Advanced cloth face mask research through material and design studies

Advanced cloth face mask research through material and design studies

This project evaluated how different cloth mask materials and designs perform after repeated cleaning, with the goal of balancing filtration effectiveness and wearer comfort. Results showed that most fabrics retained – or even improved – filtration efficiency after 40 decontamination cycles, but often became less breathable due to shrinkage, fiber damage, and detergent buildup. 

The study also introduced a new method for assessing mask fit during movement using 3D head scans, enabling more accurate evaluation of leakage and comfort.

These findings provide evidence-based guidance for designing reusable, high-performing cloth masks, and the fit-assessment method offers a scalable tool for improving not only masks but also broader wearable headgear.

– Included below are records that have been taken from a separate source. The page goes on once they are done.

PR #702, opened 2025-06-06
refactor: create material id at step 1

JBR90:
## Description

- To implement a avo tracking plan we need a id from step 1 => step 4 to link the tracked events, we were creating id only at the final step when the material was generated. This PR introduces a session id at step one that is updated throughout the flow.

## How to test

Additional materials works the same as before

## Checklist

### DIFF
--- a/apps/nextjs/src/components/AppComponents/AdditionalMaterials/hooks/useStepSubmitLogic.ts
+++ b/apps/nextjs/src/components/AppComponents/AdditionalMaterials/hooks/useStepSubmitLogic.ts
@@ -1,14 +1,25 @@
+import { aiLogger } from "@oakai/logger";
+
 import * as Sentry from "@sentry/nextjs";
 
 import { useResourcesActions } from "@/stores/ResourcesStoreProvider";
 import { trpc } from "@/utils/trpc";
 
+const log = aiLogger("additional-materials");
 const useStepSubmitLogic = () => {
-  const { submitLessonPlan, setStepNumber, generateMaterial } =
-    useResourcesActions();
+  const {
+    submitLessonPlan,
+    setStepNumber,
+    generateMaterial,
+    createMaterialSession,
+  } = useResourcesActions();
 
   const generateLessonPlan =
     trpc.additionalMaterials.generatePartialLessonPlanObject.useMutation();
+  const updateMaterialSession =
+    trpc.additionalMaterials.updateMaterialSession.useMutation();
+  const createSession =
+    trpc.additionalMaterials.createMaterialSession?.useMutation?.();
 
   // Handle submit for step 2
   const handleSubmitLessonPlan = async (params: {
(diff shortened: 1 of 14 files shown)


apps/nextjs/src/components/AppComponents/AdditionalMaterials/hooks/useStepSubmitLogic.ts
```diff
@@ -57,10 +77,28 @@ const useStepSubmitLogic = () => {
...
+        try {
+          return await createSession.mutateAsync(documentType);
+        } catch (e) {
+          const error = e instanceof Error ? e : new Error(String(e));
+          Sentry.captureException(error);
+          throw error;
+        }
+      },
+    });
+  };
```
codeincontext, line 96: This change looks fine, but coming to the file the first time is a bit confusing. I'm not sure I see anything that would need it to be a hook rather than a store action?

apps/nextjs/src/stores/resourcesStore/actionFunctions/handleSubmitLessonPlan.ts
```diff
@@ -87,6 +93,32 @@ const updateStoreWithLessonPlan = (
...
+const updateMaterialSessionWithLessonId = async (
+  resourceId: string | null,
+  lessonId: string,
+  updateSessionMutateAsync?: UseMutateAsyncFunction<
+    { success: boolean },
+    Error,
+    { resourceId: string; lessonId: string }
+  >,
+) => {
+  if (resourceId && updateSessionMutateAsync) {
```
codeincontext, line 108: Is this a valid case? If so wouldn't we want to handle it or log?

If it's just for typescript then we can use an invariant. That way if it's being called incorrectly we will know befofe it gets to production

packages/api/src/router/additionalMaterials.ts
```diff
@@ -34,13 +38,112 @@ const log = aiLogger("additional-materials");
...
+                resourceType: parsedDocType,
+                resourceTypeVersion: version,
+              },
+            },
+          });
+
+        log.info("Material session created", { resourceId: interaction.id });
+        return { resourceId: interaction.id };
+      } catch (cause) {
+        const TrpcError = new Error("Failed to create material session", {
```
codeincontext, line 85: I think TrpcError is an instance so should start with a lowercase t?

mikeritson-oak (changes requested):
It seems that the build might have failed on this PR, no preview environment available. Can you take a look and send it back to me once sorted? 👍

apps/nextjs/src/components/AppComponents/AdditionalMaterials/hooks/useStepSubmitLogic.ts
JBR90: Yes there is a ticket to move this to the store, we couldn't use the same pattern with 'mutate' as we did with the other stores so we decided to prioritise getting the feature out for now as it didn't seem as straight forward. There are a few tech debt tickets to look at after including refactoring the selector pattern used in this store to match the others.

PR #705, opened 2025-06-06
Feat/improvements to glossary

JBR90:
## Description

- File name update for download - e.g -  `Spanish colonisation and its global impact - comprehension tasks - 336f5`

prompt improvements
- americanisms
- Added min and max amount for glossary -  5-15
- Include keywords from lesson in glossary 

## Issue(s)

Fixes #

## How to test

- downloads match [lesson title] - [doc type] - [id]
- no Americanisms
- min 5 glossary words (we were seeing 3 occasionally)
 

## Checklist

### DIFF
--- a/packages/additional-materials/src/documents/additionalMaterials/glossary/buildGlossaryPrompt.ts
+++ b/packages/additional-materials/src/documents/additionalMaterials/glossary/buildGlossaryPrompt.ts
@@ -1,5 +1,5 @@
 import type { ContextByMaterialType } from "../configSchema";
-import { getLessonDetails } from "../promptHelpers";
+import { getLessonDetails, language } from "../promptHelpers";
 import {
   type AllowedReadingAgeRefinement,
   readingAgeRefinementMap,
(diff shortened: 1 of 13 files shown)


packages/additional-materials/src/documents/additionalMaterials/glossary/buildGlossaryPrompt.ts
```diff
@@ -57,8 +57,11 @@ The definition should be no longer than 200 characters.
 
 **Rules**:
 - **Do not** include markdown in your response.
-- **Do not** include any americanisms.
 - definitions start with lower case (unless it is a known acronym or proper noun) and end with a full stop.
 - terms start with capital letter.
+- minimum of 10 terms, maximum of 15 terms.
```
codeincontext, line 62: This says minimum 10 terms, but the PR description says 5?

JBR90:
> One question from testing this. Is there any reason that the export naming convention differs from that which we use in Production? If there is no specific reason behind this, would it be best to align the naming conventions?
> 
> Production: [lesson title] - [8 char id] - [doc type capitalised] Preview: [lesson title] - [doc type lowercase] - [5 char id]
> 
> image

Good point, will change to match

PR #706, opened 2025-06-06
perf: add moderation timing tracking to analytics

codeincontext:
## Summary
- Add timing measurement around `performModeration()` call in `AilaModeration.ts`
- Include `duration_ms` property in existing `reportModerationToAnalytics()` method
- Enables monitoring of moderation performance bottlenecks through existing analytics infrastructure

## Test plan
- [ ] Verify type checking passes for aila package
- [ ] Test that analytics events include duration_ms property
- [ ] Monitor moderation timing in analytics dashboard after deployment

Relates to AI-1154

### DIFF
--- a/packages/aila/src/features/moderation/AilaModeration.ts
+++ b/packages/aila/src/features/moderation/AilaModeration.ts
@@ -106,11 +106,13 @@ export class AilaModeration implements AilaModerationFeature {
       throw new Error(errorText);
     }
 
+    const startTime = Date.now();
     const moderationResult: ModerationResult = await this.performModeration({
       messages,
       content,
       retries: 3,
     });
+    const moderationDuration = Date.now() - startTime;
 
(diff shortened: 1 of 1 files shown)


packages/aila/src/features/moderation/AilaModeration.ts
```diff
@@ -144,6 +146,7 @@ export class AilaModeration implements AilaModerationFeature {
   public reportModerationToAnalytics(
     moderationResult: ModerationResult,
     moderation: Moderation,
+    durationMs?: number,
```
mantagen, line 149: Is this method used elsewhere? I'm thinking why not make durationMs non-optional?

codeincontext: Yeah, my bad. I'm going to close this for now anyway and look at telemetry for this

PR #725, opened 2025-06-19
fix: preserve keyword definition casing [AI-1322]

mantagen:
## Description

- It's been noted that the keyword definition is always sentence case, however it should not be.
- The first letter of the first word in the definition should be lower case unless the first word is a proper noun or an acronym/initialism

## Issue(s)

[AI-1322](https://www.notion.so/oaknationalacademy/Keyword-def-lowercase-21726cc4e1b180d69e19c1aee9f22931?source=copy_link)

### DIFF
--- a/packages/aila/src/protocol/sectionToMarkdown.ts
+++ b/packages/aila/src/protocol/sectionToMarkdown.ts
@@ -120,7 +120,7 @@ function renderTwoKeyObjectArray(value: readonly unknown[]): string {
     .map((v) => {
       const header = v[key1] ?? "…";
       const body = v[key2] ?? "…";
-      return `### ${toSentenceCase(header)}\n\n${toSentenceCase(body)}`;
+      return `### ${toSentenceCase(header)}\n\n${body}`;
     })
     .join("\n\n");
 }


codeincontext (approved):

mantagen:
Thanks @mikeritson-oak 

I've taken a look and both of those lessons have the text capitalised when it comes back from the LLM (see below). In the agentic system, we can target prompt to ensure that LLM returns appropriate casing.

image

image

mikeritson-oak:
I thought the purpose of this ticket was to display keyword definitions in lowercase, as per the Notion ticket and your 'After' example in the first comment? That's what I wasn't seeing. @mantagen

mantagen:
Thanks @mikeritson-oak 

I've updated the ticket's name and description to clarify, sorry for any confusion!

https://www.notion.so/oaknationalacademy/Keywords-and-definitions-preserve-casing-from-LLM-21726cc4e1b180d69e19c1aee9f22931

mikeritson-oak (approved):
I think this PR now matches the desired outcome of the ticket. We have changed requirements slightly since the initial ticket. Now, instead of adjusting any of the returned LLM output the format is maintained. We will look at amendments to the output with agentic changes, so the expected values *should* be returned by the LLM, rather than manipulated in code later.

PR #732, opened 2025-06-27
fix: [AI-1381] prevent analytics tracking on useChat errors

codeincontext:
## Summary
- Fixes an invariant error that occurs when useChat encounters an error (network timeout, server error, etc.)
- The analytics tracking was attempting to process a completion event even when the API call failed
- This caused the tracking to fail when trying to access assistant message parts that don't exist

## Changes
- Added `streamingError` state to chat store to track when streaming fails
- Added `streamingFailed` action that sets the error flag in useChat's `onError` callback
- Updated analytics tracking to check for errors before attempting to track completion
- Clear error state when new requests start
- Added Sentry error logging for analytics tracking failures

This PR is in response to an error some users have encountered while streaming that leads to a full page error. As of 9th July I haven't been able to induce this behaviour so it's hard to say if this is the right fix


apps/nextjs/src/stores/chatStore/types.ts
```diff
@@ -58,6 +59,7 @@ export type ChatState = {
     append: (action: ChatAction) => void;
     stop: () => void;
     streamingFinished: () => void;
+    streamingFailed: () => void;
```
mantagen, line 62: Very minor (and just personal preference) but I like it when naming of a callback like this signifies that it's an action (e.g. onStreamingFailed, or a verb like 'stop..' or 'append..' etc), to help distinguish it from state properties when scanning.

mantagen (approved):
Code looks good though I've not tested the functionality. Minor point on naming, but no blocker

PR #2780, opened 2015-03-05
Feature/2779 term link

### LINKED ISSUE #2779: .permalink traversal for related taxonomies don't work
.permalink traversal for related taxonomies don't work submitted via Slack by josh

Shelob9:
Should fix #2779


Shelob9:
@sc0ttkclark or @jamesgol please see my line note in  3d2494b and let me know if you agree with my logic. I don't see any way that this new conditional could affect any other usage of `Pods::field()` since it would only run in this very specific case, but let's see what traversal tests say.

PR #2782, opened 2015-03-06
travis-ci: add php nightly but allow failures

Ramoonus:
this time validated using lint
#2774  #2781

PR #2785, opened 2015-03-07
travis-ci: only build php nightly with latest stable wordpress

Ramoonus:
this removed 8 builds / run
which saves nearly 2 hours per UT session

#2782


sc0ttkclark:
Let's do this with hhvm too.

Do we have a 3.0 version of this PR too yet?

Ramoonus:
not yet, it`s on my todo list

Issue #2778, opened 2015-03-05
Clarify what does and doesn't get deleted on reset.


Shelob9:
What we have now:

![screen shot 2015-03-05 at 3 06 41 pm](https://cloud.githubusercontent.com/assets/1994311/6513471/4124a566-c349-11e4-810e-c6c37cae6646.png)

"This does not remove any items from any Post Types, Taxonomies, Media, Users, or Comments data you have added/modified." Is technically correct, but it could be clearer, as anything in a custom table will be deleted.

The following sentence needs append:

"Any custom fields stored using the table storage component, content in Advanced Content Types, and relationships between posts will be lost."

Needs 2.x and 3.x patch.

Shelob9:
Fixed in 2.x and 3.0 by @NikV via #2792 (3.0) and #2784 (2.x)

PR #2792, opened 2015-03-10
Clarify what does and doesn't get deleted on reset

NikV:
https://github.com/pods-framework/pods/issues/2778


Shelob9:
@NikV On this and the 2.x one, can you please redo to move the HTML out of the translation string. I know it was like that when you found it, but might as well improve it while we are in there.

NikV:
Should I remove completely, or just rearrange it?

Shelob9:
Use sprinf() to separate markup from the translation string.

NikV:
Hey @Shelob9, before I fix the 2.0 branch I just added a commit for 3.0, does that look OK?

Shelob9:
@NikV Perfect. Please apply same fix to 2.x

Issue #2658, opened 2015-01-28
Network paths on windows system gets stripped in PodsView::locate_template


cocoanton:
Using Pods 2.5.1 on a clients windows server with WP4.1. 
They are using a network path as the real path.
This ends up being an problem when pods try to render the templates because locate_template strips the leading \\.

This is due to the replacement happening in the locate_template [function at row 576](https://github.com/pods-framework/pods/blob/master/classes/PodsView.php#L576)
I actually don't think these are necessary since realpath() already does the stripping and optimizing of the paths and the function should rely on that instead. Removing these two lines fixes the problem for my clients install. 

Is there any other reason these two replacements are done? Or should we just let realpath() do the lifting in that matter.

sc0ttkclark:
Fixed via #2793 and #2795

PR #2793, opened 2015-03-12
Removing double-slash trimming

cocoanton:
This fixes issue #2658  
The removed trimming was causing issues on windows network-mounted filesystems. the function realpath() already does this for us.


sc0ttkclark:
Needs a patch for release/3.0 too

cocoanton:
So a new pullrequest?

sc0ttkclark:
Yes, in addition to this one if you've got the time. Otherwise we can't merge this into Pods 2.x until we have a identical PR for Pods 3.0, which we can do for you but won't have it prioritized over existing work we're doing at the moment.

PR #2805, opened 2015-03-21
deprecated phpdoc typos fixed

Ramoonus:


sc0ttkclark:
This should only be done for 2.x and release/3.0 instead of master.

1. Our decontamination work found that while most fabrics maintained or improved their filtration efficiency after 40 decontamination cycles, the air permeability of many fabrics decreased due to detergent buildup, fiber breakage, and fabric shrinkage. Tightly woven cotton fabrics had unacceptably low air permeability and filtration efficiency. Knit and nonwoven structures had the best balance of properties; although we do not recommend these fabrics as single-layer masks, they have potential use in multilayer masks. 

2. We developed a new methodology to assess the dynamic fit of face masks, a methodology that can be implemented within an iterative design process to enable new face mask prototypes that optimize comfort, fit, and filtration performance, with possibilities as smart wearable devices. 

While public interest in and need for face masks has thankfully waned for the time being, our work will provide scientifically validated information when the need arises again. Further, the design results we generated can be generalized beyond cloth face masks to other face masks and headgear (medical and non-medical).